Une économie solide, mais sous forte contrainte budgétaire
Si le FMI salue la résilience et la solidité de l’économie sénégalaise, portée notamment par les perspectives énergétiques liées à la production pétrolière et gazière, il souligne aussi l’ampleur des déséquilibres budgétaires et de la dette publique, désormais estimée à près de 139 % du PIB.
Selon les projections, le déficit budgétaire atteindrait encore 7,8 % du PIB en 2025, avant de reculer à 5,4 % en 2026, des objectifs que le Fonds juge ambitieux, voire optimistes, au regard de la situation actuelle.

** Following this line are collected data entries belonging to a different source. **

PR #717, opened 2016-09-14
Refine Encryption module

breakwa11:
- `EncryptorInfo` struct instead of `Dictionary<string, int[]>>`
- <del>Remove useless debug info (also it cost too much time to refresh)</del>


wongsyrone:
Debug info will be stripped out from Release version; I don't think it makes sense.
Ref: https://github.com/shadowsocks/shadowsocks-windows/blob/master/shadowsocks-csharp/Controller/Logging.cs#L66

PR #721, opened 2016-09-15
Avoid NullReferenceException

breakwa11:


wongsyrone:
proxy config fixed via https://github.com/shadowsocks/shadowsocks-windows/commit/c1ec851627b9bba346896b1984c529ca9cb7db7a

breakwa11:
c1ec851 incorrect. U should test with an old version of user-config.json

wongsyrone:
Done in https://github.com/shadowsocks/shadowsocks-windows/commit/33b2ca8c8a44d0615f02b21cbd882b039f1f7426

PR #724, opened 2016-09-17
Add hotkeys

wongsyrone:


wongsyrone:
Usage:

How to input keys:
1. put focus in the corresponding textbox
2. press the key combination you want to use
3. when you think it is ready, release all keys
4. the textbox shows your input

How to change keys:
1. put focus in the corresponding textbox
2. press BackSpace to clear content
3. re-input new one

How to deactivate:
1. clear content in the textbox
2. press OK button

Meaning of label color:
- Green: this combination is not occupied by other programs and register successfully
- Yellow: this combination is occupied by other programs and you have to change to another one
- Transparent without color: initial status

PR #745, opened 2016-09-22
Add HTTP proxy support in forward proxy

Noisyfox:


shadowsocks-csharp/Proxy/HttpProxy.cs
```diff
@@ -0,0 +1,199 @@
...
+        }
+
+        public void EndConnectProxy(IAsyncResult asyncResult)
+        {
+            _remote.EndConnect(asyncResult);
+            _remote.SetSocketOption(SocketOptionLevel.Tcp, SocketOptionName.NoDelay, true);
+        }
+
+        private const string HTTP_CRLF = "\r\n";
+        private const string HTTP_CONNECT_TEMPLETE =
```
wongsyrone: typo: TEMPLATE

shadowsocks-csharp/Controller/Service/TCPRelay.cs
```diff
@@ -420,7 +420,18 @@ private void StartConnect()
...
+                    switch (_config.proxy.proxyType)
+                    {
+                        case ProxyConfig.PROXY_SOCKS5:
+                            remote = new Socks5Proxy();
+                            break;
+                        case ProxyConfig.PROXY_HTTP:
+                            remote = new HttpProxy();
+                            break;
+                        default:
+                            remote = new Socks5Proxy();
```
wongsyrone: How about throw an exception

PR #899, opened 2016-11-20
Assign SelectedIndex of ServerListBox only when it is range

hophacker:
Bug fix.
This could make shadowsocks crashed if _lastSelectedIndex is changed and not in range.


wongsyrone:
any procedure to reproduce the issue you intend to fix?

hophacker:
* Start shadowsocks
* Create a server config
* Leave shadowsocks
* empty "configs" in gui-config.json
* Start shadowsocks again.
* Crash

Noisyfox:
Fixed via commit 6df3250a9f766927e450df8769987cf92d572f6e

PR #917, opened 2016-11-30
Add optional tag support for ss url

wongsyrone:


wongsyrone:
ref: https://github.com/shadowsocks/shadowsocks-org/issues/25

PR #920, opened 2016-12-02
Fix privoxy listening port conflict

wongsyrone:
Let TCP stack find a free port for us


wongsyrone:
#910

PR #954, opened 2016-12-17
Fix #953

### LINKED ISSUE #953: Remove obsolete RefreshTrayArea() in PrivoxyRunner.cs
From: #950

Background: on Windows desktop, if a process has tray icon and get killed, the icon would be disappear only when user move the mouse pointer on it.

It was a hack to simulate the mouse move event (by User32.dll) on the tray area to clean up the killed Privoxy (was Polipo in previous versions) tray icon.

```
PrivoxyRunner.cs

        [DllImport("user32.dll")]
        public static extern IntPtr SendMessage(IntPtr hWnd, uint msg, int wParam, int lParam);

        private static void RefreshTrayArea(IntPtr windowHandle)
        {
            const uint wmMousemove = 0x0200;
            RECT rect;
            GetClientRect(windowHandle, out rect);
            for (var x = 0; x < rect.right; x += 5)
                for (var y = 0; y < rect.bottom; y += 5)
                    SendMessage(windowHandle, wmMousemove, 0, (y << 16) + x);
        }
```

However, it comes useless after @wongsyrone modified the Privoxy binary that Privoxy will never show an icon on the tray. Usage of Windows API` GetClientRect(windowHandle, out rect)` also get stuck when Shadowsocks-Windows is launched from `Sandboxie`.

Recommend to remove this function.

celeron533:
Remove obsolete RefreshTrayArea() in PrivoxyRunner.cs

### DIFF
--- a/shadowsocks-csharp/Controller/Service/PrivoxyRunner.cs
+++ b/shadowsocks-csharp/Controller/Service/PrivoxyRunner.cs
@@ -76,7 +76,6 @@ namespace Shadowsocks.Controller
                  */
                 PrivoxyJob.AddProcess(_process.Handle);
             }
-            RefreshTrayArea();
         }
 
         public void Stop()
@@ -87,7 +86,6 @@ namespace Shadowsocks.Controller
                 _process.Dispose();
                 _process = null;
             }
-            RefreshTrayArea();
         }
 
         private static void KillProcess(Process p)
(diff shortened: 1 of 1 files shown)


wongsyrone:
Done in https://github.com/shadowsocks/shadowsocks-windows/commit/1a283aa4ea46829def456bf28fc89cf34d275474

Cette prudence est renforcée par les fortes pressions sociales et les attentes populaires liées au nouveau pouvoir, qui limitent les marges de manœuvre du gouvernement pour réduire les dépenses publiques.

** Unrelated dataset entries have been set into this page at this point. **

PR #1019, opened 2017-01-31
Chart Refactor

celeron533:
- Rename variable 'traffic' to 'trafficPerSecondQueue' and 'trafficInfoQueue'
- Remove class QueueLast<T> by using linq Queue.Last()
- Slight changes, such as rename, move several variables from function domain to class domain to improve performance. Logic remains the same.
- Update the logic of copying queue from Controller to View.


wongsyrone:
Looks good.

wongsyrone:
You should move `public class TrafficInfo` out of LogForm.cs. Otherwise, you cannot activate its Designer in VS.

Un budget 2026 sous tension : entre remboursement et nouveaux emprunts
Le projet de loi de finances 2026, actuellement en examen à l’Assemblée nationale, illustre les tensions budgétaires auxquelles l’État fait face.
L’exécutif prévoit de rembourser ou d’apurer 4 600 milliards de francs CFA (près de 7 milliards d’euros) de dettes en principal et arriérés, auxquels s’ajoutent 1 190 milliards de francs CFA (1,8 milliard d’euros) d’intérêts et de commissions.
Pour y parvenir, le Trésor public envisage de recourir à 1 767 milliards de francs CFA (2,7 milliards d’euros) de nouveaux emprunts, tout en procédant à un roulement de dette afin d’éviter tout défaut de paiement et de maintenir la confiance des marchés.
Mais sans l’appui du FMI, le Sénégal devra probablement se financer à des taux d’intérêt élevés, entre 6 et 7 %, ce qui alourdira davantage le service de la dette.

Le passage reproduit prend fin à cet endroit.